### WHAT YOU ARE ASKED TO DO
What follows is a set of records; repeat all of them exactly.

### SUPPLIED ENTRIES
PR #35190, opened 2020-03-19
 FIX #15670 Show count in Identify Results dialog

### LINKED ISSUE #15670: Show count in Identify Results dialog

suricactus:
Added "selected features: <FEATURES_COUNT>" next to the layer name in the "Identify Results" dialog. 

Fixes #15670

image

### DIFF
--- a/src/app/qgsidentifyresultsdialog.cpp
+++ b/src/app/qgsidentifyresultsdialog.cpp
@@ -481,6 +481,19 @@ QTreeWidgetItem *QgsIdentifyResultsDialog::layerItem( QObject *object )
   return nullptr;
 }
 
+QTreeWidgetItem *QgsIdentifyResultsDialog::findResultFeaturesItem( QTreeWidgetItem *layerItem )
+{
+  for ( int i = 0; i < layerItem->childCount(); i++ )
+  {
+    QTreeWidgetItem *item = layerItem->child( i );
+
+    if ( item->data( 0, Qt::UserRole ).toString() == QLatin1String( "count" ) )
+      return item;
+  }
+
+  return nullptr;
+}
+
 void QgsIdentifyResultsDialog::addFeature( const QgsMapToolIdentify::IdentifyResult &result )
 {
   switch ( result.mLayer->type() )
@@ -508,7 +521,7 @@ void QgsIdentifyResultsDialog::addFeature( QgsVectorLayer *vlayer, const QgsFeat
 
   if ( !layItem )
   {
-    layItem = new QTreeWidgetItem( QStringList() << vlayer->name() << tr( "Selected features: %1" ).arg( 0 ) );
+    layItem = new QTreeWidgetItem( QStringList() << vlayer->name() );
     layItem->setData( 0, Qt::UserRole, QVariant::fromValue( qobject_cast<QObject *>( vlayer ) ) );
     lstResults->addTopLevelItem( layItem );
 
@@ -526,7 +539,19 @@ void QgsIdentifyResultsDialog::addFeature( QgsVectorLayer *vlayer, const QgsFeat
   featItem->setData( 0, Qt::UserRole + 1, mFeatures.size() );
   mFeatures << f;
   layItem->addChild( featItem );
-  layItem->setText( 1, tr( "Selected features: %1" ).arg( layItem->childCount() ) );
+
+  QTreeWidgetItem *resultFeaturesCountItem = findResultFeaturesItem( layItem );
+  if ( ! resultFeaturesCountItem )
+  {
+    resultFeaturesCountItem = new QTreeWidgetItem( QStringList() << tr( "(Count Results)" ) );
+    resultFeaturesCountItem->setData( 0, Qt::UserRole, QLatin1String( "count" ) );
+    layItem->insertChild( 0, resultFeaturesCountItem );
+  }
+
+  if ( resultFeaturesCountItem )
+  {
+    resultFeaturesCountItem->setText( 1, QString::number( layItem->childCount() - 1 ) );
+  }
 
   if ( derivedAttributes.size() >= 0 )
   {
@@ -1106,6 +1131,9 @@ void QgsIdentifyResultsDialog::editingToggled()
   for ( i = 0; i < layItem->childCount(); i++ )
   {
     QTreeWidgetItem *featItem = layItem->child( i );
+
+    if ( featItem->data( 0, Qt::UserRole ).toString() == QLatin1String( "result features" ) )
+      continue;
 
     int j;
     for ( j = 0; j < featItem->childCount() && featItem->child( j )->data( 0, Qt::UserRole ).toString() != QLatin1String( "actions" ); j++ )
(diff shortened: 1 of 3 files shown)


uclaros:
Nice! But *Selected Features* is a little misguiding, the features are not selected. I'd prefer just: *x features*

nyalldawson:
My concern with this is that the extra text in the second column makes the header rows less easy to immediately identify -- it just becomes one big block of "table" cells.

What about instead of putting things in this second column, you instead just append a "(2)", "(3)" count suffix to the end of the layer name IF more than one feature was identified? That would give the same info to the user without affecting the tree readability.

suricactus:
@nyalldawson I do agree this makes the whole "tree widget" less focused. I have evaluated several options and chose to put the features count in the second column because:
1) **It is easy to spot the number of features at any time.** On the screenshot above, you see that layer names are extremely long and putting the number as a suffix will bring zero UX. All the space in the first column is already wasted. Tooltips are also not an option to me, they should give more additional clarification, rather than that being sole source of information. 
2) **Clearly stays away from the layer name.** It is common for quick and dirty data checks to download a bunch of layers with the same names, which browsers suffix with a number in the end.
3) @uclaros **The features are definitely "selected" in the context of the identify tool.** I don't argue is this is the best terminology, but for sure this is what is used both in the interface and the code. I would change the text to "result features: %d", as "features" is also misleading if we are talking about the totals or not.

An alternative solution to this dead end situation is to add additional row just below the layer itself, surrounded by brackets? Similarly to how "(Derived)" and "(Actions)" are shown under each feature?
```
layer_name_here			|
	(result features)	| 2
	fid					| 1
		fid				| 1
		name			| Feature Name 1
	fid					| 3
		fid				| 3
		name			| Feature Name 1
layer_name_here (1)		|
	(result features)	| 1
	fid					| 1
		fid				| 1
		name			| Feature Name 1
```

nyalldawson:
> The features are definitely "selected" in the context of the identify tool

No -- they are "identified", not "selected" :smile: 

> An alternative solution to this dead end situation is to add additional row just below the layer itself, surrounded by brackets?

This works for me! Could we make it only show if > 1 feature is identified?

suricactus:
> No -- they are "identified", not "selected" 

image

I guess I have to change the tooltip to "Copy the Identified Feature to Clipboard" too :)


> This works for me! Could we make it only show if > 1 feature is identified?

### YOUR RESPONSE
PR #35190, opened 2020-03-19
 FIX #15670 Show count in Identify Results dialog

### LINKED ISSUE #15670: Show count in Identify Results dialog

suricactus:
Added "selected features: <FEATURES_COUNT>" next to the layer name in the "Identify Results" dialog. 

Fixes #15670

image

### DIFF
--- a/src/app/qgsidentifyresultsdialog.cpp
+++ b/src/app/qgsidentifyresultsdialog.cpp
@@ -481,6 +481,19 @@ QTreeWidgetItem *QgsIdentifyResultsDialog::layerItem( QObject *object )
   return nullptr;
 }
 
+QTreeWidgetItem *QgsIdentifyResultsDialog::findResultFeaturesItem( QTreeWidgetItem *layerItem )
+{
+  for ( int i = 0; i < layerItem->childCount(); i++ )
+  {
+    QTreeWidgetItem *item = layerItem->child( i );
+
+    if ( item->data( 0, Qt::UserRole ).toString() == QLatin1String( "count" ) )
+      return item;
+  }
+
+  return nullptr;
+}
+
 void QgsIdentifyResultsDialog::addFeature( const QgsMapToolIdentify::IdentifyResult &result )
 {
   switch ( result.mLayer->type() )
@@ -508,7 +521,7 @@ void QgsIdentifyResultsDialog::addFeature( QgsVectorLayer *vlayer, const QgsFeat
 
   if ( !layItem )
   {
-    layItem = new QTreeWidgetItem( QStringList() << vlayer->name() << tr( "Selected features: %1" ).arg( 0 ) );
+    layItem = new QTreeWidgetItem( QStringList() << vlayer->name() );
     layItem->setData( 0, Qt::UserRole, QVariant::fromValue( qobject_cast<QObject *>( vlayer ) ) );
     lstResults->addTopLevelItem( layItem );
 
@@ -526,7 +539,19 @@ void QgsIdentifyResultsDialog::addFeature( QgsVectorLayer *vlayer, const QgsFeat
   featItem->setData( 0, Qt::UserRole + 1, mFeatures.size() );
   mFeatures << f;
   layItem->addChild( featItem );
-  layItem->setText( 1, tr( "Selected features: %1" ).arg( layItem->childCount() ) );
+
+  QTreeWidgetItem *resultFeaturesCountItem = findResultFeaturesItem( layItem );
+  if ( ! resultFeaturesCountItem )
+  {
+    resultFeaturesCountItem = new QTreeWidgetItem( QStringList() << tr( "(Count Results)" ) );
+    resultFeaturesCountItem->setData( 0, Qt::UserRole, QLatin1String( "count" ) );
+    layItem->insertChild( 0, resultFeaturesCountItem );
+  }
+
+  if ( resultFeaturesCountItem )
+  {
+    resultFeaturesCountItem->setText( 1, QString::number( layItem->childCount() - 1 ) );
+  }
 
   if ( derivedAttributes.size() >= 0 )
   {
@@ -1106,6 +1131,9 @@ void QgsIdentifyResultsDialog::editingToggled()
   for ( i = 0; i < layItem->childCount(); i++ )
   {
     QTreeWidgetItem *featItem = layItem->child( i );
+
+    if ( featItem->data( 0, Qt::UserRole ).toString() == QLatin1String( "result features" ) )
+      continue;
 
     int j;
     for ( j = 0; j < featItem->childCount() && featItem->child( j )->data( 0, Qt::UserRole ).toString() != QLatin1String( "actions" ); j++ )
(diff shortened: 1 of 3 files shown)


uclaros:
Nice! But *Selected Features* is a little misguiding, the features are not selected. I'd prefer just: *x features*

nyalldawson:
My concern with this is that the extra text in the second column makes the header rows less easy to immediately identify -- it just becomes one big block of "table" cells.

What about instead of putting things in this second column, you instead just append a "(2)", "(3)" count suffix to the end of the layer name IF more than one feature was identified? That would give the same info to the user without affecting the tree readability.

suricactus:
@nyalldawson I do agree this makes the whole "tree widget" less focused. I have evaluated several options and chose to put the features count in the second column because:
1) **It is easy to spot the number of features at any time.** On the screenshot above, you see that layer names are extremely long and putting the number as a suffix will bring zero UX. All the space in the first column is already wasted. Tooltips are also not an option to me, they should give more additional clarification, rather than that being sole source of information. 
2) **Clearly stays away from the layer name.** It is common for quick and dirty data checks to download a bunch of layers with the same names, which browsers suffix with a number in the end.
3) @uclaros **The features are definitely "selected" in the context of the identify tool.** I don't argue is this is the best terminology, but for sure this is what is used both in the interface and the code. I would change the text to "result features: %d", as "features" is also misleading if we are talking about the totals or not.

An alternative solution to this dead end situation is to add additional row just below the layer itself, surrounded by brackets? Similarly to how "(Derived)" and "(Actions)" are shown under each feature?
```
layer_name_here			|
	(result features)	| 2
	fid					| 1
		fid				| 1
		name			| Feature Name 1
	fid					| 3
		fid				| 3
		name			| Feature Name 1
layer_name_here (1)		|
	(result features)	| 1
	fid					| 1
		fid				| 1
		name			| Feature Name 1
```

nyalldawson:
> The features are definitely "selected" in the context of the identify tool

No -- they are "identified", not "selected" :smile: 

> An alternative solution to this dead end situation is to add additional row just below the layer itself, surrounded by brackets?

This works for me! Could we make it only show if > 1 feature is identified?

suricactus:
> No -- they are "identified", not "selected" 

image

I guess I have to change the tooltip to "Copy the Identified Feature to Clipboard" too :)


> This works for me! Could we make it only show if > 1 feature is identified?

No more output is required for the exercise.